American engineer and researcher in risk and reliability sciences

Ali Mosleh is an American engineer, researcher, and educator recognized for his contributions to probabilistic risk assessment (PRA), system reliability, and risk-informed decision making. He is Distinguished Professor and Evalyn Knight Chair in Engineering at the UCLA Samueli School of Engineering and the founding Director of the B. John Garrick Institute for the Risk Sciences at the University of California, Los Angeles (UCLA).

== Early life and education ==
Mosleh was born in Tehran, Iran. He earned a Bachelor of Science in physics from Sharif University of Technology in 1975, and later moved to the United States to pursue graduate studies at the University of California, Los Angeles (UCLA), obtaining a Master of Science in Nuclear Science and Engineering in 1978 and a Ph.D. in 1981.

His doctoral research focused on the use of quantitative judgment in risk assessment following a Bayesian approach under the supervision of George Apostolakis.

== Academic career ==
Following completion of his doctorate, Mosleh was a senior consultant at PLG Inc. until 1988. Mosleh began his academic career at the University of Maryland, College Park, where he eventually reached the title of Nicole J. Kim Eminent Professor of Engineering in 1996 and served as the Director of the Center for Risk and Reliability starting in 2004. His research there established one of the leading academic centers dedicated to risk and reliability engineering.
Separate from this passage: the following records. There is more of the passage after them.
PR #13740, opened 2024-06-11
feat: more robust ae notation

YaelDillies:
Make sure that, when `μ : FiniteMeasure Ω`, `f =ᵐ[μ] g` elaborates to `f =ᵐ[↑μ] g` instead of complaining about `OuterMeasureClass (FiniteMeasure Ω) (Set Ω) ℝ≥0∞` not existing.

[Zulip](https://leanprover.zulipchat.com/#narrow/stream/287929-mathlib4/topic/ae.20of.20a.20finite.20measure)

---

### DIFF
--- a/Mathlib/MeasureTheory/Integral/Bochner/L1.lean
+++ b/Mathlib/MeasureTheory/Integral/Bochner/L1.lean
@@ -341,8 +341,8 @@ lemma integral_mono {f g : α →ₛ F} (h : f ≤ᵐ[μ] g) (hf : Integrable f 
   rw [← sub_nonneg_ae] at h
   exact integral_nonneg h
 
-lemma integral_mono_measure {ν} {f : α →ₛ F} (hf : 0 ≤ᵐ[ν] f) (hμν : μ ≤ ν) (hfν : Integrable f ν) :
-    f.integral μ ≤ f.integral ν := by
+lemma integral_mono_measure {ν : Measure _} {f : α →ₛ F} (hf : 0 ≤ᵐ[ν] f) (hμν : μ ≤ ν)
+    (hfν : Integrable f ν) : f.integral μ ≤ f.integral ν := by
   simp only [integral_eq]
   apply Finset.sum_le_sum
   simp only [forall_mem_range]
--- a/Mathlib/MeasureTheory/Measure/Decomposition/IntegralRNDeriv.lean
+++ b/Mathlib/MeasureTheory/Measure/Decomposition/IntegralRNDeriv.lean
@@ -65,7 +65,7 @@ lemma mul_le_integral_rnDeriv_of_ac [IsFiniteMeasure μ] [IsFiniteMeasure ν]
   · simp [hν]
   have : NeZero ν := ⟨hν⟩
   let μ' := (ν univ)⁻¹ • μ
-  let ν' := (ν univ)⁻¹ • ν
+  let ν' : Measure α := (ν univ)⁻¹ • ν
   have : IsFiniteMeasure μ' := μ.smul_finite (by simp [hν])
   have hμν' : μ' ≪ ν' := hμν.smul _
   have h_rnDeriv_eq : μ'.rnDeriv ν' =ᵐ[ν] μ.rnDeriv ν := by
--- a/Mathlib/MeasureTheory/Measure/MeasureSpaceDef.lean
+++ b/Mathlib/MeasureTheory/Measure/MeasureSpaceDef.lean
@@ -95,27 +95,23 @@ def elabMeasure (μ : TSyntax `term) (expectedType? : Option Expr) : TermElabM E
     let _ ← mkFreshExprMVarQ q(MeasurableSpace $ty)
     elabTerm μ q(Measure $ty)
 
+/-- Try to elaborate `μ` as a term of type `T` where `OuterMeasureClass T ?Ω`. If that fails, try to
+elaborate `μ` as `Measure ?Ω`. -/
+elab "elab_as_measure% " t:term : term => do elabMeasure t ‹_›
+
 /-- `f =ᵐ[μ] g` means `f` and `g` are eventually equal along the a.e. filter,
 i.e. `f=g` away from a null set.
 
 This is notation for `Filter.EventuallyEq (MeasureTheory.ae μ) f g`. -/
-syntax:50 (name := aeEq) term:50 " =ᵐ[" term:50 "] " term:50 : term
+macro:50 (name := aeEq) f:term:50 " =ᵐ[" μ:term:50 "] " g:term:50 : term =>
+  `(Filter.EventuallyEq (MeasureTheory.ae (elab_as_measure% $μ)) $f $g)
 
 /-- `f ≤ᵐ[μ] g` means `f` is eventually less than `g` along the a.e. filter,
 i.e. `f ≤ g` away from a null set.
 
 This is notation for `Filter.EventuallyLE (MeasureTheory.ae μ) f g`. -/
-syntax:50 (name := aeLE) term:50 " ≤ᵐ[" term:50 "] " term:50 : term
-
-/-- Elaborate almost everywhere equal notation.
-
-We elabore `f =ᵐ[μ] g` as `Filter.EventuallyEq (MeasureTheory.ae μ) f g`. -/
-@[term_elab aeEq]
-def elabAEEq : TermElab
-  | `($f =ᵐ[$μ] $g), expectedType? => do
-    let μ' ← elabMeasure μ expectedType?
-    elabTerm (← `(Filter.EventuallyEq (MeasureTheory.ae $(← μ'.toSyntax)) $f $g)) expectedType?
-  | _, _ => throwUnsupportedSyntax
+macro:50 (name := aeLE) f:term:50 " ≤ᵐ[" μ:term:50 "] " g:term:50 : term =>
+  `(Filter.EventuallyLE (MeasureTheory.ae (elab_as_measure% $μ)) $f $g)
 
 /-- Elaborate almost everywhere equal notation.
 
--- a/Mathlib/MeasureTheory/Measure/MeasureSpaceDef.lean
+++ b/Mathlib/MeasureTheory/Measure/MeasureSpaceDef.lean
@@ -94,13 +94,14 @@ def elabMeasure (μ : TSyntax `term) (expectedType? : Option Expr) : TermElabM E
     let ty ← mkFreshExprMVarQ q(Type v)
     let _ ← mkFreshExprMVarQ q(MeasurableSpace $ty)
     elabTerm μ q(Measure $ty)
+  | _, _ => throwUnsupportedSyntax
 
 /-- Try to elaborate `μ` as a term of type `T` where `OuterMeasureClass T ?Ω`. If that fails, try to
 elaborate `μ` as `Measure ?Ω`. -/
 elab "elab_as_measure% " t:term : term => do elabMeasure t ‹_›
 
 /-- `f =ᵐ[μ] g` means `f` and `g` are eventually equal along the a.e. filter,
-i.e. `f=g` away from a null set.
+i.e. `f = g` away from a null set.
 
 This is notation for `Filter.EventuallyEq (MeasureTheory.ae μ) f g`. -/
 macro:50 (name := aeEq) f:term:50 " =ᵐ[" μ:term:50 "] " g:term:50 : term =>
--- a/Mathlib/MeasureTheory/Measure/MeasureSpaceDef.lean
+++ b/Mathlib/MeasureTheory/Measure/MeasureSpaceDef.lean
@@ -79,6 +79,58 @@ structure Measure (α : Type*) [MeasurableSpace α] extends OuterMeasure α wher
 /-- Notation for `Measure` with respect to a non-standard σ-algebra in the domain. -/
 scoped notation "Measure[" mα "] " α:arg => @Measure α mα
 
+end MeasureTheory
+
+namespace Mathlib.Meta
+open Lean Elab Term Meta Qq MeasureTheory
+
+/-- Try to elaborate `μ` as a term of type `T` where `OuterMeasureClass T ?Ω`. If that fails, try to
+elaborate `μ` as `Measure ?Ω`. -/
+def elabMeasure (μ : TSyntax `term) (expectedType? : Option Expr) : TermElabM Expr := do
+  let ⟨u, T, _⟩ ← inferTypeQ (← elabTerm μ expectedType?)
+  match u, T with
+  | .succ v, ~q(OuterMeasure $α) => elabTerm μ <| .some q(OuterMeasure $α)
+  | .succ v, _ =>
+    let ty ← mkFreshExprMVarQ q(Type v)
+    let _ ← mkFreshExprMVarQ q(MeasurableSpace $ty)
+    elabTerm μ q(Measure $ty)
+
+/-- `f =ᵐ[μ] g` means `f` and `g` are eventually equal along the a.e. filter,
+i.e. `f=g` away from a null set.
+
+This is notation for `Filter.EventuallyEq (MeasureTheory.ae μ) f g`. -/
+syntax:50 (name := aeEq) term:50 " =ᵐ[" term:50 "] " term:50 : term
+
+/-- `f ≤ᵐ[μ] g` means `f` is eventually less than `g` along the a.e. filter,
+i.e. `f ≤ g` away from a null set.
+
+This is notation for `Filter.EventuallyLE (MeasureTheory.ae μ) f g`. -/
+syntax:50 (name := aeLE) term:50 " ≤ᵐ[" term:50 "] " term:50 : term
+
+/-- Elaborate almost everywhere equal notation.
+
+We elabore `f =ᵐ[μ] g` as `Filter.EventuallyEq (MeasureTheory.ae μ) f g`. -/
+@[term_elab aeEq]
+def elabAEEq : TermElab
+  | `($f =ᵐ[$μ] $g), expectedType? => do
+    let μ' ← elabMeasure μ expectedType?
+    elabTerm (← `(Filter.EventuallyEq (MeasureTheory.ae $(← μ'.toSyntax)) $f $g)) expectedType?
+  | _, _ => throwUnsupportedSyntax
+
+/-- Elaborate almost everywhere equal notation.
+
+We elabore `f ≤ᵐ[μ] g` as `Filter.EventuallyEq (MeasureTheory.ae μ) f g`. -/
+@[term_elab aeLE]
+def elabAELE : TermElab
+  | `($f ≤ᵐ[$μ] $g), expectedType? => do
+    let μ' ← elabMeasure μ expectedType?
+    elabTerm (← `(Filter.EventuallyLE (MeasureTheory.ae $(← μ'.toSyntax)) $f $g)) expectedType?
+  | _, _ => throwUnsupportedSyntax
+
+end Mathlib.Meta
+
+namespace MeasureTheory
+
 theorem Measure.toOuterMeasure_injective [MeasurableSpace α] :
     Injective (toOuterMeasure : Measure α → OuterMeasure α)
   | ⟨_, _, _⟩, ⟨_, _, _⟩, rfl => rfl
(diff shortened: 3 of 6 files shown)


Mathlib/MeasureTheory/OuterMeasure/AE.lean
```diff
@@ -32,18 +32,29 @@ However, we restate some lemmas specifically for `ae`.
...
-def ae (μ : F) : Filter α :=
+def MeasureTheory.ae (μ : F) : Filter α :=
   .ofCountableUnion (μ · = 0) (fun _S hSc ↦ (measure_sUnion_null_iff hSc).2) fun _t ht _s hs ↦
     measure_mono_null hs ht
 
+namespace Mathlib.Meta
+open Lean Elab Term Meta Qq
+
+/-- Try to elaborate `μ` as a term of type `T` where `OuterMeasure T`. If that fails, try to
+elaborate `μ` as `Measure ?Ω`. -/
```
urkud, line 49: You may want to try `Measure ?_` first, because otherwise Lean may decide to cast a `Measure` to an `OuterMeasure`.

YaelDillies: Sorry, you got misled by a typo in my docstring. It's supposed to be
```suggestion
/-- Try to elaborate `μ` as a term of type `T` where `OuterMeasureClass T`. If that fails, try to
elaborate `μ` as `Measure ?Ω`. -/
```

Mathlib/MeasureTheory/Measure/MeasureSpaceDef.lean
```diff
@@ -74,6 +74,52 @@ structure Measure (α : Type*) [MeasurableSpace α] extends OuterMeasure α wher
...
+syntax:50 (name := aeeq) term:50 " =ᵐ[" term:50 "] " term:50 : term
+
+/-- Elaborate almost everywhere equal notation.
+
+We elabore `f =ᵐ[μ] g` as `Filter.EventuallyEq (MeasureTheory.ae μ) f g`. -/
+@[term_elab aeeq]
+def elabAEEq : TermElab
+  | `($f =ᵐ[$μ] $g), expectedType? => do
+    let μ' ← elabMeasure μ
+    elabTerm (← `(Filter.EventuallyEq (MeasureTheory.ae $μ') $f $g)) expectedType?
```
YaelDillies, line 116: What am I doing wrong here? It's expecting `μ'` to be a `TSyntax`, but my `μ'` is a `Expr`

eric-wieser: You can use `$(μ'.toSyntax)`

Mathlib/MeasureTheory/Measure/MeasureSpaceDef.lean
```diff
@@ -74,6 +74,58 @@ structure Measure (α : Type*) [MeasurableSpace α] extends OuterMeasure α wher
...
+
+/-- Elaborate almost everywhere equal notation.
+
+We elabore `f =ᵐ[μ] g` as `Filter.EventuallyEq (MeasureTheory.ae μ) f g`. -/
+@[term_elab aeEq]
+def elabAEEq : TermElab
+  | `($f =ᵐ[$μ] $g), expectedType? => do
+    let μ' ← elabMeasure μ expectedType?
+    elabTerm (← `(Filter.EventuallyEq (MeasureTheory.ae $(← μ'.toSyntax)) $f $g)) expectedType?
+  | _, _ => throwUnsupportedSyntax
```
eric-wieser, line 113: Instead of going back and forth between Expr and Syntax here, I think it would be be better to translate `$f =ᵐ[$μ] $g` to `Filter.EventuallyEq (MeasureTheory.ae (elab_as_measure% $μ)) $f $g` where `elab_as_measure` is itself an elaborator.

YaelDillies: Okay but what about my comment on Zulip? Will your solution let me use the expected type of the functions to elaborate the measure?

eric-wieser: I have no idea, try it and see!

Mathlib/MeasureTheory/Measure/MeasureSpaceDef.lean
```diff
@@ -90,27 +90,23 @@ def elabMeasure (μ : TSyntax `term) (expectedType? : Option Expr) : TermElabM E
     let _ ← mkFreshExprMVarQ q(MeasurableSpace $ty)
     elabTerm μ q(Measure $ty)
 
+/-- Try to elaborate `μ` as a term of type `T` where `OuterMeasureClass T ?Ω`. If that fails, try to
+elaborate `μ` as `Measure ?Ω`. -/
+elab "elab_as_measure% " t:term : term => do elabMeasure t ‹_›
```
eric-wieser, line 95: I'm surprised `‹_›` works here!

It might be better to instead put `@[term_elab elab_as_measure]` on the `def` above and use
```suggestion
syntax (name := elab_as_measure) "elab_as_measure% " t:term : term
```
which also shortcuts some expected type logic you might not need.

YaelDillies: I looked at the context and saw there was an inaccessible `Option Expr` 🕵️

Mathlib/MeasureTheory/Integral/Bochner.lean
```diff
@@ -1352,7 +1352,7 @@ theorem integral_mono_of_nonneg {f g : α → ℝ} (hf : 0 ≤ᵐ[μ] f) (hgi :
   · rw [integral_non_aestronglyMeasurable hfm]
     exact integral_nonneg_of_ae (hf.trans h)
 
-theorem integral_mono_measure {f : α → ℝ} {ν} (hle : μ ≤ ν) (hf : 0 ≤ᵐ[ν] f)
+theorem integral_mono_measure {f : α → ℝ} {ν : Measure α} (hle : μ ≤ ν) (hf : 0 ≤ᵐ[ν] f)
```
YaelDillies, line 1355: Any idea why `(hf : 0 ≤ᵐ[ν] f)` was erroring with `nonexhaustive match` without that change?

Mathlib/MeasureTheory/Measure/MeasureSpaceDef.lean
YaelDillies:
```
@[term_elab elab_as_measure]
def elabMeasure (μ : Syntax) (expectedType? : Option Expr) : TermElabM Expr := do
```
errors with
```
unexpected type at 'Mathlib.Meta.elabMeasure', `Lean.Elab.Term.TermElab` expected
```

Mathlib/MeasureTheory/Measure/MeasureSpaceDef.lean
```diff
@@ -74,6 +74,54 @@ structure Measure (α : Type*) [MeasurableSpace α] extends OuterMeasure α wher
...
+namespace Mathlib.Meta
+open Lean Elab Term Meta Qq MeasureTheory
+
+/-- Try to elaborate `μ` as a term of type `T` where `OuterMeasureClass T ?Ω`. If that fails, try to
+elaborate `μ` as `Measure ?Ω`. -/
+def elabMeasure (μ : TSyntax `term) (expectedType? : Option Expr) : TermElabM Expr := do
+  let ⟨u, T, _⟩ ← inferTypeQ (← elabTerm μ expectedType?)
+  match u, T with
+  | .succ v, ~q(OuterMeasure $α) => elabTerm μ <| .some q(OuterMeasure $α)
+  | .succ v, _ =>
```
eric-wieser, line 88: You're missing the match for `.zero` here

Mathlib/MeasureTheory/Integral/Bochner.lean
eric-wieser: Yes, because otherwise you have `v : ?T` and `T : Sort ?u`, and `?u` is a metavariable so does not participate in the match.

Mathlib/MeasureTheory/Measure/MeasureSpaceDef.lean
YaelDillies: `zero` I just discard, right? How should I handle metavariables? Should I assign them?

leanprover-community-bot-assistant:

Mathlib/MeasureTheory/Measure/MeasureSpaceDef.lean
eric-wieser: I guess I missed the `_, _` case below, indeed you don't need zero.

I think you can instead use `inferTypeQ'` which handles the metavariable case and removes the need for the universe match.

Mathlib/MeasureTheory/Measure/MeasureSpaceDef.lean
eric-wieser: You have to intro the `expectedType?` after the colon.

Mathlib/MeasureTheory/OuterMeasure/AE.lean
```diff
@@ -56,16 +56,16 @@ This is notation for `Filter.Frequently p (MeasureTheory.ae μ)`. -/
...
 This is notation for `Filter.EventuallyEq (MeasureTheory.ae μ) f g`. -/
-notation:50 f " =ᵐ[" μ:50 "] " g:50 => Filter.EventuallyEq (MeasureTheory.ae μ) f g
+local notation:50 f " =ᵐ[" μ:50 "] " g:50 => Filter.EventuallyEq (MeasureTheory.ae μ) f g
 
 /-- `f ≤ᵐ[μ] g` means `f` is eventually less than `g` along the a.e. filter,
 i.e. `f ≤ g` away from a null set.
 
 This is notation for `Filter.EventuallyLE (MeasureTheory.ae μ) f g`. -/
-notation:50 f " ≤ᵐ[" μ:50 "] " g:50 => Filter.EventuallyLE (MeasureTheory.ae μ) f g
+local notation:50 f " ≤ᵐ[" μ:50 "] " g:50 => Filter.EventuallyLE (MeasureTheory.ae μ) f g
```
eric-wieser, line 70: Why are these now `local`?

YaelDillies: because they are replaced with the general notation later on, and the general notation cannot be defined earlier due to it relying on the existence of `Measure`

eric-wieser: Can you remark on that in the docstring?

Mathlib/MeasureTheory/Measure/MeasureSpaceDef.lean
YaelDillies: > I guess I missed the `_, _` case below

You missed it before because I added it just now 😇

Mathlib/MeasureTheory/Measure/MeasureSpaceDef.lean
YaelDillies: Replacing `elabMeasure` and the `elab` with
```
syntax (name := elab_as_measure) "elab_as_measure% " term : term

/-- Try to elaborate `μ` as a term of type `T` where `OuterMeasureClass T ?Ω`. If that fails, try to
elaborate `μ` as `Measure ?Ω`. -/
@[term_elab elab_as_measure]
def elabMeasure : TermElab := fun μ expectedType? ↦ do
  let ⟨u, T, _⟩ ← inferTypeQ' (← elabTerm μ expectedType?)
  match T with
  | ~q(OuterMeasure $α) => elabTerm μ <| .some q(OuterMeasure $α)
  | _ =>
    let ty ← mkFreshExprMVarQ q(Type u)
    let _ ← mkFreshExprMVarQ q(MeasurableSpace $ty)
    elabTerm μ q(Measure $ty)
```
makes the notation fail with `maximum recursion depth has been reached`

thorimur: The issue here is that `μ` is the syntax `elab_as_measure% $μ`, not the measure syntax itself, so this elaborator keeps trying to call itself via `elabTerm`! :)

I think it might be okay to leave things as is here, but with a comment explaining `‹_›`. (Note: you can also jettison the `do`!) Mostly, this is because I think it's nice to have the `TermElabM` API for `elabMeasure`.

The need for this exposes some friction with the syntax for handling expected types...we could do with some better ergonomics here. (Some discussion [here](https://leanprover.zulipchat.com/#narrow/channel/270676-lean4/topic/.E2.9C.94.20Optional.20expected.20type.20in.20.60elab_rules.60/with/425791354).)

Mathlib/MeasureTheory/Measure/MeasureSpaceDef.lean
```diff
@@ -79,6 +79,54 @@ structure Measure (α : Type*) [MeasurableSpace α] extends OuterMeasure α wher
...
+/-- Try to elaborate `μ` as a term of type `T` where `OuterMeasureClass T ?Ω`. If that fails, try to
+elaborate `μ` as `Measure ?Ω`. -/
+def elabMeasure (μ : TSyntax `term) (expectedType? : Option Expr) : TermElabM Expr := do
+  let ⟨u, T, _⟩ ← inferTypeQ' (← elabTerm μ expectedType?)
+  match T with
+  | ~q(OuterMeasure $α) => elabTerm μ <| .some q(OuterMeasure $α)
+  | _ =>
+    let ty ← mkFreshExprMVarQ q(Type u)
+    let _ ← mkFreshExprMVarQ q(MeasurableSpace $ty)
+    elabTerm μ q(Measure $ty)
```
thorimur, line 96: I'm a little wary of elaborating the same syntax multiple times! :) I have two points here:
1. We can simply `return` the expression we've elaborated if it has the correct type, right?
2. We can use something like `Term.ensureHasType` to coerce on the expression level. (I am assuming we want to coerce, correct?)

What do you think of something like
```suggestion
def elabMeasure (μ : TSyntax `term) (expectedType? : Option Expr) : TermElabM Expr := do
  let ⟨u, T, e⟩ ← inferTypeQ' (← elabTerm μ expectedType?)
  match T with
  | ~q(OuterMeasure $α) => return e
  | _ =>
    let ty ← mkFreshExprMVarQ q(Type u)
    let _ ← mkFreshExprMVarQ q(MeasurableSpace $ty)
    Term.ensureHasType q(Measure $ty) e
      s!"Could not elaborate to either an `OuterMeasure` or a `Measure`.\n\n`{← ppExpr e}`"
```
?

Now, I haven't been able to test this too well, so it might not work in edge cases.

To that end: would you mind adding a test file for this notation, covering both when it should succeed and when it should error?

Mathlib/MeasureTheory/Measure/MeasureSpaceDef.lean
```diff
@@ -79,6 +79,54 @@ structure Measure (α : Type*) [MeasurableSpace α] extends OuterMeasure α wher
...
+
+/-- Elaborate almost everywhere equal notation.
+
+We elabore `f ≤ᵐ[μ] g` as `Filter.EventuallyEq (MeasureTheory.ae μ) f g`. -/
+@[term_elab aeLE]
+def elabAELE : TermElab
+  | `($f ≤ᵐ[$μ] $g), expectedType? => do
+    let μ' ← elabMeasure μ expectedType?
+    elabTerm (← `(Filter.EventuallyLE (MeasureTheory.ae $(← μ'.toSyntax)) $f $g)) expectedType?
+  | _, _ => throwUnsupportedSyntax
```
thorimur, line 124: This definition is now covered by the macro above and can be removed, correct?
```suggestion
```

Mathlib/MeasureTheory/Measure/MeasureSpaceDef.lean
```diff
@@ -79,6 +79,54 @@ structure Measure (α : Type*) [MeasurableSpace α] extends OuterMeasure α wher
...
+  | ~q(OuterMeasure $α) => elabTerm μ <| .some q(OuterMeasure $α)
+  | _ =>
+    let ty ← mkFreshExprMVarQ q(Type u)
+    let _ ← mkFreshExprMVarQ q(MeasurableSpace $ty)
+    elabTerm μ q(Measure $ty)
+
+/-- Try to elaborate `μ` as a term of type `T` where `OuterMeasureClass T ?Ω`. If that fails, try to
+elaborate `μ` as `Measure ?Ω`. -/
+elab "elab_as_measure% " t:term : term => do elabMeasure t ‹_›
+
```
thorimur, line 101: I think we can get rid of those `set_option quotPrecheck false`s by adding this:
```suggestion
elab (name := elabAsMeasureStx) "elab_as_measure% " t:term : term => elabMeasure t ‹_›

open Lean.Elab.Term.Quotation in
/-- `quot_precheck` for the `elab_as_measure%` syntax. Helps e.g. `notation` commands. -/
@[quot_precheck Mathlib.Meta.elabAsMeasureStx] def precheckElabAsMeasureStx : Precheck
  | `(term| elab_as_measure% $μ:term) => precheck μ
  | _ => Lean.Elab.throwUnsupportedSyntax

```
(See also `precheckFinsetStx` for a completely analogous example.)

Mathlib/Probability/Notation.lean
```diff
@@ -55,9 +55,11 @@ scoped[ProbabilityTheory] notation "𝔼[" X "]" => ∫ a, (X : _ → _) a
 scoped[ProbabilityTheory] notation P "⟦" s "|" m "⟧" =>
   MeasureTheory.condExp m P (Set.indicator s fun ω => (1 : ℝ))
 
+set_option quotPrecheck false in
 /-- `X =ₐₛ Y` if `X = Y` almost surely. -/
 scoped[ProbabilityTheory] notation:50 X " =ₐₛ " Y:50 => X =ᵐ[MeasureTheory.MeasureSpace.volume] Y
 
+set_option quotPrecheck false in
```
thorimur, line 62: (After the review suggestion above)
```suggestion
/-- `X =ₐₛ Y` if `X = Y` almost surely. -/
scoped[ProbabilityTheory] notation:50 X " =ₐₛ " Y:50 => X =ᵐ[MeasureTheory.MeasureSpace.volume] Y

```

Mathlib/MeasureTheory/Integral/Bochner/L1.lean
```diff
@@ -341,8 +341,8 @@ lemma integral_mono {f g : α →ₛ F} (h : f ≤ᵐ[μ] g) (hf : Integrable f
   rw [← sub_nonneg_ae] at h
   exact integral_nonneg h
 
-lemma integral_mono_measure {ν} {f : α →ₛ F} (hf : 0 ≤ᵐ[ν] f) (hμν : μ ≤ ν) (hfν : Integrable f ν) :
-    f.integral μ ≤ f.integral ν := by
+lemma integral_mono_measure {ν : Measure _} {f : α →ₛ F} (hf : 0 ≤ᵐ[ν] f) (hμν : μ ≤ ν)
+    (hfν : Integrable f ν) : f.integral μ ≤ f.integral ν := by
```
thorimur, line 345: Does this belong in this PR?
```suggestion
lemma integral_mono_measure {ν} {f : α →ₛ F} (hf : 0 ≤ᵐ[ν] f) (hμν : μ ≤ ν) (hfν : Integrable f ν) :
    f.integral μ ≤ f.integral ν := by
```

Mathlib/MeasureTheory/Measure/Decomposition/IntegralRNDeriv.lean
```diff
@@ -65,7 +65,7 @@ lemma mul_le_integral_rnDeriv_of_ac [IsFiniteMeasure μ] [IsFiniteMeasure ν]
   · simp [hν]
   have : NeZero ν := ⟨hν⟩
   let μ' := (ν univ)⁻¹ • μ
-  let ν' := (ν univ)⁻¹ • ν
+  let ν' : Measure α := (ν univ)⁻¹ • ν
```
thorimur, line 68: Does this belong in this PR?
```suggestion
  let ν' := (ν univ)⁻¹ • ν
```

thorimur (commented):
I've given this a review with the hopes of seeing it merged soon. :) The biggest change requested is a test file!

I'd also like to see if an approach which doesn't elaborate twice (suggested in detail below) is feasible.

urkud:
Even though I've introduced `OuterMeasureClass` some time ago, I'm not sure if this was the right call. It's a typeclass (=extra overhead) that covers exactly 2 types, and many lemmas (e.g., `ae (μ + ν)`) can't be stated for both. Should we go back to 2 separate types?

YaelDillies:
I believe we would just come back to the situation before, where Lean could disambiguate between `OuterMeasure.ae` and `Measure.ae` by itself, even when applied to a `FiniteMeasure` or a `ProbabilityMeasure`.

YaelDillies:
I believe this PR is now contingent on Yury not having time to undo his previous refactor.

YaelDillies:
Sure, although I personally don't have time either. Maybe we ask an LLM to revert Yury's PR?

thorimur:
I know there was some discussion earlier, before the holidays (also involving @urkud); has there been progress on this?

I'm going to mark it awaiting-author for the time being, even if technically what we mean is "potentially awaiting a separate PR". :) (Maybe an `awaiting-other` label would be helpful, as I've seen this sort of thing come up before.)

YaelDillies:
This has been around for too long and I do not care enough about it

In 2014, Mosleh returned to UCLA as Distinguished Professor and Evalyn Knight Chair in Engineering, with joint appointments in several departments including Materials Science and Engineering, Civil and Environmental Engineering, Mechanical and Aerospace Engineering, and Electrical and Computer Engineering. In 2015, he became the inaugural Director of the B. John Garrick Institute for the Risk Sciences, named in honor of fellow UCLA alumnus and pioneer B. John Garrick.

== Research ==
Mosleh’s research integrates reliability engineering, risk assessment, and decision science. His key contributions include:
- Development of simulation-based methods for reliability and PRA of complex engineered systems.
- Bayesian frameworks for system health monitoring, expert judgment, and causal modeling.
- Hybrid systems risk analysis encompassing hardware, software, and human–organizational interactions.
- Common cause failure modeling and uncertainty quantification in PRA of nuclear, aerospace, and infrastructure systems.
- Human reliability analysis and cognitive simulation of operator performance.
- Applications of PRA and reliability to healthcare, cyber-physical systems, and critical infrastructures.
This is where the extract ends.